SEDNA Users unable to login to SEDNA

Incident Report for Sedna Systems

Postmortem

SEDNA Incident - Post Mortem

05 March 2019

Summary

On March 5th at approximately 1510 PST (2310 UTC) customers on our European cluster were unable to access SEDNA. Our Development Team was alerted that our event API had seen a larger than expected volume of calls which resulted in SEDNA becoming inaccessible. At 1557 PST (2357 UTC) the task queue was back to zero and customers regained full access to SEDNA. We are greatly sorry for the disruption to the customers on our European cluster and have taken immediate action to prevent this specific issue from recurring.

Why this happened.

Our event API was being heavily which caused the database to be overused and eventually stopped responding to requests. This was caused by a combination of higher than normal mail volumes (due to historical import) and traffic from a third party integration. We are now in the process of improving the the performance of the event API and the 3rd party integration which we expect to prevent any recurrence.
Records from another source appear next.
PR #18446, opened 2024-11-28
[WFLY-19981] Add the resteasy-patchfilter-disabled attribute to the jaxrs subsystem.

### LINKED ISSUE #664: Add json merge patch support
### Description

This feature is to support JSON Merge Patch spec as described in: https://tools.ietf.org/html/rfc7386
With Json merge patch support, the client can send a json http request with Content-Type "application/merge-patch+json",
and the json merge request will be directly apply to the target resource with the merge function as spec described.

### Issue Contact

jimma

jamezp:
* https://issues.redhat.com/browse/WFLY-19981
* https://issues.redhat.com/browse/WFLY-20029

This replaces #18409

Proposal: https://github.com/wildfly/wildfly-proposals/pull/367

resolves https://github.com/wildfly/wildfly-proposals/issues/664

### DIFF
--- a/jaxrs/src/main/java/org/jboss/as/jaxrs/JaxrsExtension.java
+++ b/jaxrs/src/main/java/org/jboss/as/jaxrs/JaxrsExtension.java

Actions and opportunities for improvement

1. Improve the efficiency of our event API which will result in better handling of greater volumes of mail ingestion - IN PROGRESS

2. Improved database monitoring to ensure we are aware of this issue before any customers are impacted - COMPLETE

Posted Mar 06, 2019 - 19:51 GMT

Resolved

SEDNA is now back up and running. A likely cause was an overloaded database. An incident post-mortem may shed more light on other proximate causes. A public report will follow our internal post-mortem.
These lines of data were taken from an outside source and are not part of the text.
PR #18452, opened 2024-11-28
Add a workaround for WFLY-20030 ReactiveMessaging* tests fail with podman-machine (macOS/Windows)

rhusar:
Workaround for https://issues.redhat.com/browse/WFLY-20030 until we find a proper solution.

### DIFF
--- a/testsuite/integration/microprofile/pom.xml
+++ b/testsuite/integration/microprofile/pom.xml
@@ -503,6 +503,8 @@
                 <groupId>org.apache.maven.plugins</groupId>
                 <artifactId>maven-surefire-plugin</artifactId>
                 <configuration>
+                    <!-- TODO Remove workaround for https://issues.redhat.com/browse/WFLY-20030 *ReactiveMessaging* tests fail with podman -->
+                    <reuseForks>false</reuseForks>
                     <environmentVariables>
                         <!-- dummy env property for MicroProfile Config testing -->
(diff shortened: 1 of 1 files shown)


kabir (approved):
Just to emphasise, this issue is not happening on CI. It is during local development using podman.

rhusar:
There's a bunch of [issues](https://ci.wildfly.org/buildConfiguration/WF_PullRequest_LinuxSmJdk17/470525?expandBuildDeploymentsSection=false&hideTestsFromDependencies=false&expandBuildTestsSection=true&hideProblemsFromDependencies=false&expandBuildChangesSection=true) in the JDK 17 SM job, kick off a few reruns...

rhusar:
Bad news @kabir - these fail consistently and do appear to be a legitimate security manager issue with reactive messaging. Opened https://issues.redhat.com/browse/WFLY-20035 - so sadly, this workaround approach is currently not viable so our tests remain problematic with podman-machine :-(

Posted Mar 06, 2019 - 00:33 GMT

Update

Login is still only working only sporadically for customers on our European cluster. We continue to investigate. At the same time, and in the last 20 minutes, our queue to send and receive mail backed up. Those mail delays have been resolved.

Posted Mar 06, 2019 - 00:10 GMT

Investigating

Logging in to SEDNA is sporadically unavailable and very slow for all users on our European cluster. We think we have found the cause of the incident and are working to resolve it. We will post our next update in 20 minutes (at 12:10 UTC).

Posted Mar 05, 2019 - 23:50 GMT

This incident affected: SEDNA - Private Hosting.